The present invention will be further explained in detail below.

In the heat-sensitive transfer recording medium of the present invention, one layer or two or more heat-melting coloring material layers are provided on a support via an adhesive.

Note that when two or more heat-melting coloring material layers are formed, an intermediate layer may be provided between each layer.

In the thermal transfer recording medium of the present invention, preferably, the intermediate block is a novel styrene-ethylene-butylene-styrene block copolymer resin having a polystyrene content in the range of 5 to 45% by weight and consisting of a crystalline ethylene-butylene block. can be used.

More preferably, the intermediate block is crystalline ethylene-
It consists of a butylene block, and its intermediate block is
A new styrene ethylene-butylene-styrene block copolymer resin having a high proportion of crystalline polyethylene (60% by weight or more) can be used.

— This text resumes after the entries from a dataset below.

PR #419, opened 2022-05-23
YieldSpaceMultiOracle

bbonanno:
- forge install: yieldspace-interfaces
- ported generic YieldSpaceMultiOracle from Contango
- rename sut
- forge install: yieldspace-v2
- Add YieldSpaceMultiOracle

### DIFF
--- a/contracts/foundry-tests/oracles/PoolOracle.t.sol
+++ b/contracts/foundry-tests/oracles/PoolOracle.t.sol
@@ -129,9 +129,25 @@ contract PoolOracleTest is Test {
         address pool = Mocks.mock("IPool");
 
         // Saturday, 26 February 2022 10:15:28
-        vm.warp(1645870528);
-        IPool(pool).cumulativeBalancesRatio.mock(6081248333687398745122493757731327);
-        IPool(pool).getCache.mock(1102997721918618810252394, 1199964191067551228067732, 1645859234);
+        uint256 timestamp = 1645870528;
+        vm.warp(timestamp);
+        _stubPoolState(
+            // cast find-block 1645870528 # Saturday, 26 February 2022 10:15:28
+            // 14281108
+            // cast call 0x5D14Ab14adB3a3D9769a67a1D09634634bdE4C9B "cumulativeBalancesRatio()(uint256)" -b 14281108
+            // 6081248333687398745122493757731327
+            // cast call 0x5D14Ab14adB3a3D9769a67a1D09634634bdE4C9B "getCache()(uint112,uint112,uint32)"  -b 14281108
+            // 1102997721918618810252394
+            // 1199964191067551228067732
+            // 1645859234
+            PoolState({
+                pool: pool,
+                cumulativeBalancesRatio: 6081248333687398745122493757731327,
+                baseCached: 1102997721918618810252394,
+                fyTokenCached: 1199964191067551228067732,
+                blockTimestampLast: 1645859234
+            })
+        );
         oracle.update(pool);
 
         vm.record();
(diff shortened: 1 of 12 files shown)


contracts/oracles/yieldspace/YieldSpaceMultiOracle.sol
```diff
@@ -0,0 +1,132 @@
...
+        int128 timeTillMaturity = uint128(source.maturity - updateTime).fromUInt();
+        int128 powerValue64 = source.g.mul(source.ts).mul(timeTillMaturity);
+        // scale to 18 dec and convert to regular non-64
+        uint128 powerValue = uint128(powerValue64.mul(wad64x64).toUInt());
+
+        uint256 top = unitPrice.pow(powerValue, uint128(1e18));
+        uint256 bottom = uint128(1e18).pow(powerValue, uint128(1e18)) / 1e18;
+        uint256 marginalPrice = top / bottom;
+
+        if (source.inverse) {
```
alcueca, line 126:
```suggestion
        discountedAmount = source.inverse ? amount.wmul(marginalPrice) : amount.wdiv(marginalPrice);
```

contracts/oracles/yieldspace/YieldSpaceMultiOracle.sol
```diff
@@ -0,0 +1,132 @@
...
+            discountedAmount = (amount * marginalPrice) / 1e18;
+        } else {
+            discountedAmount = (amount * 1e18) / marginalPrice;
```
alcueca, line 129:
```suggestion
            discountedAmount = amount.wdiv(marginalPrice);
```

contracts/oracles/yieldspace/PoolOracle.sol
```diff
@@ -0,0 +1,139 @@
...
+        uint256 minTimeElapsed_
+    ) {
+        require(granularity_ > 1, "GRANULARITY");
+        require((periodSize = windowSize_ / granularity_) * granularity_ == windowSize_, "WINDOW_NOT_EVENLY_DIVISIBLE");
+        windowSize = windowSize_;
+        granularity = granularity_;
+        minTimeElapsed = minTimeElapsed_;
+    }
+
+    // returns the index of the observation corresponding to the given timestamp
```
alcueca, line 56: Please use full natspec for functions, so that docs can be automatically generated.

contracts/oracles/yieldspace/PoolOracle.sol
```diff
@@ -0,0 +1,139 @@
...
+        return ((_getCurrentCumulativeRatio(pool) - oldestObservation.ratioCumulative) * 1e18) / (timeElapsed * 1e27);
+    }
+
+    /// @inheritdoc IPoolOracle
+    function get(address pool) external override returns (uint256 twar) {
+        update(pool);
+        return peek(pool);
+    }
+
+    function _getCurrentCumulativeRatio(address pool) internal view returns (uint256 lastRatio) {
```
alcueca, line 132: Please document also internal functions.

contracts/oracles/yieldspace/YieldSpaceMultiOracle.sol
```diff
@@ -0,0 +1,132 @@
...
+pragma solidity ^0.8.6;
+
+import "./IPoolOracle.sol";
+import "@yield-protocol/yieldspace-interfaces/IPool.sol";
+import "@yield-protocol/vault-interfaces/src/IOracle.sol";
+import "@yield-protocol/utils-v2/contracts/cast/CastBytes32Bytes6.sol";
+import "@yield-protocol/yieldspace-v2/contracts/YieldMath.sol";
+import "@yield-protocol/utils-v2/contracts/access/AccessControl.sol";
+
+contract YieldSpaceMultiOracle is IOracle, AccessControl {
```
alcueca, line 11: Why are YieldSpaceMultiOracle and PoolOracle different contracts?

alcueca (changes requested):
It looks good to me on the whole, although I can't comment on the math (that's for @devtooligan).

Only request is for full natspec throughout, and to make sure the documentation will make this easy to audit.

One point for discussion is whether PoolOracle.sol and YieldSpaceMultiOracle.sol should be merged into a single contract.

contracts/oracles/yieldspace/YieldSpaceMultiOracle.sol
```diff
@@ -0,0 +1,132 @@
...
+        int128 powerValue64 = source.g.mul(source.ts).mul(timeTillMaturity);
+        // scale to 18 dec and convert to regular non-64
+        uint128 powerValue = uint128(powerValue64.mul(wad64x64).toUInt());
+
+        uint256 top = unitPrice.pow(powerValue, uint128(1e18));
+        uint256 bottom = uint128(1e18).pow(powerValue, uint128(1e18)) / 1e18;
+        uint256 marginalPrice = top / bottom;
+
+        if (source.inverse) {
+            discountedAmount = (amount * marginalPrice) / 1e18;
```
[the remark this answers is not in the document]
bbonanno: yeah, leftover from when it was in our codebase (didn't have those funcs)

bbonanno:
> It looks good to me on the whole, although I can't comment on the math (that's for @devtooligan).
> 
> Only request is for full natspec throughout, and to make sure the documentation will make this easy to audit.
> 
> One point for discussion is whether PoolOracle.sol and YieldSpaceMultiOracle.sol should be merged into a single contract.

Yeah, the way I originally saw it is that PoolOracle could also be consumed by 3rd parties, the more consumers the more up-to-date it'll be, and those 3rd parties won't wanna be coupled to the `IOracle` standard...
We could still expose both set of methods though.
I'm on the fence, I think this is better design, but comes at a cost of extra gas due to the extra contract hop.

So yeah, whatever you guys feel it's best, will tackle the rest of the comments in the meantime

alcueca:
The thing is that I always thought of the IOracle interface as consumable by third parties, and anyone can `peek` or `get` any of our oracles.

I see what you mean though, in that calling `poolOracle.get(poolAddress)` and getting a twar is very simple, and maybe some integrators will want the twar for whatever reason, instead of converting from base to fyToken or viceversa.

[I still think that the main use case will be that of converting token amounts from A to B](https://hackernoon.com/getting-prices-right). Maybe merging both contracts and exposing both sets of functions would have the best of both worlds.

alcueca:
I'm happy to approve, whether you merge the contracts or not. I would just like to wait a bit for @devtooligan to check out the math.

contracts/oracles/yieldspace/PoolOracle.sol
```diff
@@ -0,0 +1,146 @@
...
+                }
+            }
+
+            revert MissingHistoricalObservation(pool);
+        }
+    }
+
+    // @inheritdoc IPoolOracle
+    function update(address pool) public override {
+        // populate the array with empty observations (oldest call only)
```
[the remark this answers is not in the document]
devtooligan: alternatively, what if we initialized this in the constructor instead?

contracts/oracles/yieldspace/PoolOracle.sol
```diff
@@ -0,0 +1,146 @@
...
+        for (uint256 i = poolObservations[pool].length; i < granularity; i++) {
+            poolObservations[pool].push();
+        }
+
+        // get the observation for the current period
+        uint256 index = observationIndexOf(block.timestamp);
```
devtooligan, line 101: imagine we're in a 1 hour periodSize.  what happens if update hasn't been called for 3 hours? 🤔

contracts/oracles/yieldspace/PoolOracle.sol
```diff
@@ -0,0 +1,146 @@
...
+    /// @inheritdoc IPoolOracle
+    function get(address pool) external override returns (uint256 twar) {
+        update(pool);
+        return peek(pool);
+    }
+
+    /// @dev computes the most up-to-date TWAR based last calculated ratio and the current cached balances on the pool
+    /// @param pool Address of pool for which the ratio is required 
+    /// @return lastRatio The latest TWAR for `pool`
+    function _getCurrentCumulativeRatio(address pool) internal view returns (uint256 lastRatio) {
```
devtooligan, line 139: can we consider a different name, like `currentRatio` -- to me this sounds too close to `cumulativeRatioLast` which was the initial source of confusion.  i'm so scared of that thing now after the bad experience we had the first time we made this oracle, i even put this warning in the new Pool.sol contract lol:
Screen Shot 2022-05-25 at 3 05 21 PM

devtooligan: btw as you can see we are providing a new thing that you can use `currentCumulativeRatio` in the new pool contract.  there are a couple of breaking changes as well.  and also we are planning to deploy the new contracts in June.  but i want to get through this first set of pr comments on the oracle here before we look at those changes related to the new pool contract.

devtooligan (changes requested):
left comments.  i didnt look at tests yet, i still want to do that.

also, as i alluded to in the comments, there is a new pool.sol contract under review that has some breaking changes with the oracle.  i want to address this pr based on the old(current) Pool.sol first, then we will discuss the new pool ctrct.  It's also not too late to change the new pool ctrct to help out this oracle.  One example is that we are storing `g1` (fees) as a fp4 normal decimal number now (not 64bit) -- but a solution might be that we expose the 64bit g1 for this oracle if it made sense.  But anyways, lets discuss the new pool.sol later.

Screen Shot 2022-05-25 at 3 21 39 PM


As for my vote on whether to combine the two "oracles", it's a tough call.  I did find it confusing.  But I do appreciate separating concerns.  Perhaps whats most confusing about that is that we're trying to fit the TWAR logic into the Oracle interface, maybe we don't need a get and a peek in the TWAR oracle and we use different naming convention for the TWAR?  Once we do that maybe it _does_ make sense to combine them, or perhaps make the TWAR logic a library kinda [like UniV2](https://github.com/Uniswap/v2-periphery/blob/2efa12e0f2d808d9b49737927f0e416fafa5af68/contracts/libraries/UniswapV2OracleLibrary.sol#L16) does.

contracts/oracles/yieldspace/PoolOracle.sol
```diff
@@ -0,0 +1,146 @@
...
+    function observationIndexOf(uint256 timestamp) public view returns (uint256 index) {
+        uint256 epochPeriod = timestamp / periodSize;
+        return epochPeriod % granularity;
+    }
+
+    /// @dev returns the observation from the oldest epoch (at the beginning of the window) relative to the current time
+    /// @param pool Address of pool for which the observation is required
+    /// @return The oldest observation available for `pool`
+    function getOldestObservationInWindow(address pool) public view returns (Observation memory) {
+        if (poolObservations[pool].length == 0) {
```
devtooligan, line 68: if we initalize observations in the constructor we can delete this

contracts/oracles/yieldspace/PoolOracle.sol
```diff
@@ -0,0 +1,146 @@
...
+    /// @inheritdoc IPoolOracle
+    function peek(address pool) public view override returns (uint256 twar) {
+        Observation memory oldestObservation = getOldestObservationInWindow(pool);
+
+        uint256 timeElapsed = block.timestamp - oldestObservation.timestamp;
+        if (timeElapsed > windowSize) {
+            revert MissingHistoricalObservation(pool);
+        }
+
+        if (timeElapsed < minTimeElapsed) {
```
devtooligan, line 122: so this fn will always revert during the first window and also I guess if there was an entire window that passed without any update being called

devtooligan: so i guess if the oracle is in this state the solution is to call `update` then wait the minTimeElapsed before this oracle is useable...right?

contracts/oracles/yieldspace/PoolOracle.sol
```diff
@@ -0,0 +1,146 @@
...
+            uint256 length = poolObservations[pool].length;
+            uint256 oldestObservationIndex;
+            // can't possible overflow
+            for (uint256 i; i < length; ++i) {
+                // no overflow issue. if observationIndex + 1 overflows, result is still zero.
+                oldestObservationIndex = (++observationIndex) % granularity;
+                // If no data exists for this index, check the next one,
+                // this should only happen during the first timeWindow for a given pool
+                // If the elapsedTime is bigger than the timeWindow,
+                // we also check the next one in case only this particular observation is stale
```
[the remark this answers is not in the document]
bbonanno: Yes, it's a circular buffer.
In ideal conditions, you will never have empty/stale slots, so you should always be able to look-up an observation thats about as old as the timeWindow (24hs in the tests).

Problem is, if the data that the looked-up slot has is either empty or it's older than 24hs, the code blows.

Solution (for most cases), is to try the next (23hs) and if that's also bad keep iterating until you find one that works, it's not gonna be 24hs, but should be good enough. There is a last check anyway that whatever observation we use has to be older than a configurable min (5 min in my tests).

If the oracle is widely used and/or we have a bot poking it about once an hour so the slots are always up-to-date, this wouldn't be necessary. I built it cause it's hard to recover if you're missing an observation and the code blows, so with this, I'd only blow for (min window) after someone forces it to take a new observation.

contracts/oracles/yieldspace/PoolOracle.sol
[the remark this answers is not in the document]
bbonanno: Lot's of the comments come from the UniV2 example, so we can write whatever we like, I just kept the same for consistency.
Can't be done in the constructor as we have an array per pool, this is a single oracle contract for multiple pool, one oracle to rule them all :)

contracts/oracles/yieldspace/PoolOracle.sol
```diff
@@ -0,0 +1,146 @@
...
+    /// @return index The index corresponding to the `timestamp`
+    function observationIndexOf(uint256 timestamp) public view returns (uint256 index) {
+        uint256 epochPeriod = timestamp / periodSize;
+        return epochPeriod % granularity;
+    }
+
+    /// @dev returns the observation from the oldest epoch (at the beginning of the window) relative to the current time
+    /// @param pool Address of pool for which the observation is required
+    /// @return The oldest observation available for `pool`
+    function getOldestObservationInWindow(address pool) public view returns (Observation memory) {
```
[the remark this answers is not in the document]
bbonanno: Again, code is adapted from [UniV2](https://github.com/Uniswap/v2-periphery/blob/master/contracts/examples/ExampleSlidingWindowOracle.sol), so I kept it as close as possible to facilitate focusing on the differences for audit purposes, I'd have changed this and many other things, but my reasoning was that keeping it as close as the original would make it easier for other people to understand it

contracts/oracles/yieldspace/PoolOracle.sol
bbonanno: Yes, this code should be in the pool itself imho, or ate the very least in a provided lib like the one you posted in another comment. That way people wouldn't have the same issues we did.

contracts/oracles/yieldspace/PoolOracle.sol
bbonanno: Can't as it's on a per-pool basis

contracts/oracles/yieldspace/PoolOracle.sol
bbonanno: Yes, this is an extra safeguard I added after I did the "walk-thorough" fallback mechanism on the circular buffer, the original code would fail on a missed observation and you'd have to wait at least 1 slot to get it to work again (assuming the next slot was correct). That'd also mean that the first time you use it for a given pool you'd have to wait 24hs for the thing to be usable. My impl only needs 5 min after it's initialised, which in our particular case would be 5min after we do `setSource` on the price oracle (the one that consumes this one)

contracts/oracles/yieldspace/PoolOracle.sol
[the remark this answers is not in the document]
devtooligan: makes sense. would consider cleaning up comment a little

contracts/oracles/yieldspace/PoolOracle.sol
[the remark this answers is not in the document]
devtooligan: ahh yes good point, I was forgetting these are mappings.  can we just add the words "first time" some where in the comment for clarity

contracts/oracles/yieldspace/PoolOracle.sol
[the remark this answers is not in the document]
devtooligan: univ2 didnt get the memo, lol. ok sure lets keep the name

contracts/oracles/yieldspace/PoolOracle.sol
devtooligan: yup

contracts/oracles/yieldspace/PoolOracle.sol
devtooligan: cool

devtooligan (approved):

contracts/foundry-tests/oracles/PoolOracle.t.sol
```diff
@@ -0,0 +1,385 @@
...
+        assertEq(ts, block.timestamp);
+        assertEq(ratio, cumulativeBalancesRatio);
+        assertEq(writes.length, 2);
+    }
+
+    function testPeek() public {
+        address pool = Mocks.mock("IPool");
+
+        // Saturday, 26 February 2022 10:15:28
+        vm.warp(1645870528);
```
devtooligan, line 132: this tests are a bit dense and hard to read.  one thing that could help would be to set some of these constants that you are using more than once to a variable (like you did above with `timestamp`)

contracts/foundry-tests/oracles/PoolOracle.t.sol
```diff
@@ -0,0 +1,385 @@
...
+        assertEq(ts, 1645895728);
+        assertEq(ratio, 6120609608080550173985092961928170);
+    }
+
+    function testGetOldestObservationInWindow() public {
+        address pool = Mocks.mock("IPool");
+
+        // Saturday, 26 February 2022 07:32:48
+        vm.warp(1645860768);
+        IPool(pool).cumulativeBalancesRatio.mock(6081248333687398745122493757731327);
```
devtooligan, line 207: can we set this mocked return value to a variable

contracts/foundry-tests/oracles/PoolOracle.t.sol
```diff
@@ -0,0 +1,385 @@
...
+        assertEq(ts, 0);
+        assertEq(ratio, 0);
+    }
+
+    function testGet() public {
+        address pool = Mocks.mock("IPool");
+
+        // Saturday, 26 February 2022 10:15:28
+        vm.warp(1645870528);
+        IPool(pool).cumulativeBalancesRatio.mock(6081248333687398745122493757731327);
```
devtooligan, line 170: can we set this mocked return value to a variable

contracts/foundry-tests/oracles/PoolOracle.t.sol
```diff
@@ -0,0 +1,385 @@
...
+        IPool(pool).getCache.mock(1102997721918618810252394, 1199964191067551228067732, 1645859234);
+        oracle.update(pool);
+
+        vm.record();
+
+        // Sunday, 27 February 2022 10:15:27 (24h after)
+        vm.warp(1645956927);
+
+        PoolOracle.Observation memory oldestObservation = oracle.getOldestObservationInWindow(pool);
```
devtooligan, line 142: its awesome that we are including the wolframalpha links.  

its still kinda hard to figure out what this test is doing though.  can we add some comments throughout to assist future reviewers.  like you did above in testUpdate

contracts/foundry-tests/oracles/PoolOracle.t.sol
```diff
@@ -0,0 +1,385 @@
...
+
+        // Saturday, 26 February 2022 10:15:28
+        vm.warp(1645870528);
+        IPool(pool).cumulativeBalancesRatio.mock(6081248333687398745122493757731327);
+        IPool(pool).getCache.mock(1102997721918618810252394, 1199964191067551228067732, 1645859234);
+        oracle.update(pool);
+
+        vm.record();
+
+        // Saturday, 26 February 2022 17:15:28 (6h after)
```
devtooligan, line 176: same comment as above about adding some comments to help someone reviewing this for the first time.  like explaining a big about what are all these magic numbers?

alcueca (approved):
:ship: 

Well done!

More preferably, a novel styrene-ethylene having a weight average molecular weight in the range of 5,000 to 200,000, a polystyrene content in the range of 5 to 45% by weight, and an intermediate block having a crystalline ethylene-butylene block. -Butylene-styrene block copolymer resin can be used.

Most preferably, a new styrene-based material having a weight average molecular weight of 5,000 to 200,000, a polystyrene content of 5 to 45% by weight, and an intermediate block having a crystalline ethylene-butylene block is most preferable. ethylene-butylene-
A novel thermal transfer recording medium in which a styrene block copolymer resin is used in the thermal transfer recording medium in an amount of at most 30% by weight is preferred.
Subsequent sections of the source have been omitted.